Second, what L2 teachers need to do is also closely related to whether using incorporated CALL modes in the BL environment is only the language teachers' responsibility. L2 teachers' use of incorporated CALL modes under BL cannot be guaranteed by their own instructional ability (e.g., teaching experience) or hands-on computer technology skills (Egbert, Paulus, & Nakamichi, 2002; Lam, 2000). L2 teachers' use of CALL modes could be promoted if school administrators and L2 teacher educators attended to furnishing sufficient support to language teachers regarding CALL modes before the teachers begin teaching in a multimodal instructional context. For instance, school administrators should provide support for solving technical glitches and training workshops for the incorporated CALL technology, and L2 teacher educators should provide both future and current L2 teachers with various opportunities to expand their understanding of the pedagogical potential and benefits of CALL technology under BL. Increasing effort has been made to improve CALL in teacher education in recent years to help L2 teachers enter a technology-enhanced language teaching and learning environment with more confidence (Hubbard & Levy, 2006). Still, the findings of this study suggest that L2 teacher educators need to pay more attention to helping L2 teachers "understand the empowering and limiting features of any technology, and what the technology can achieve in relation to the language skills and areas" (Levy & Stockwell, 2006, p. 190) so that L2 teachers can make informed choices about CALL implementation.

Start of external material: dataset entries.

PR #1640, opened 2017-02-14
Add custom page title for each view

### LINKED ISSUE #1609: <title>Kubernetes Dashboard</title> should change based on location
When you've got a bunch of tabs open, it's impossible to tell them apart. It should be something like `Daemon Sets - Kubernetes Dashboard`. The most important part of the title should be at the left-hand side of it, since the right-hand side gets elided first.

Bonus: When you're working with multiple clusters (instances of `kubectl proxy`), display some sort of "cluster name"... I'm not sure if a cluster has a concept of a name though.

maciaszczykm:
Fixes #1609:

image

image

image


maciaszczykm:
Still WIP.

Although the current study found a positive relationship between language learners' attitudes toward incorporated CALL modes in BL and their teachers' use of the CALL modes, taking into consideration learners' other characteristics associated with their attitudes, this finding must be interpreted with caution. First, even though we tested a model controlling for students' other characteristics, the number of variables controlled for in the model was limited. In other words, there are many other variables that were not controlled for in the regression model, such as the level of technical problems facing the students in our sample occasioned by their general computer skills or the condition of computers used. Given that technology problems facing students potentially influence learners' attitudes toward CALL modes, our interpretation of the results rests on the assumption that the students in the sample had experienced an equal number and similar kinds of technical problems when they used the CALL modes.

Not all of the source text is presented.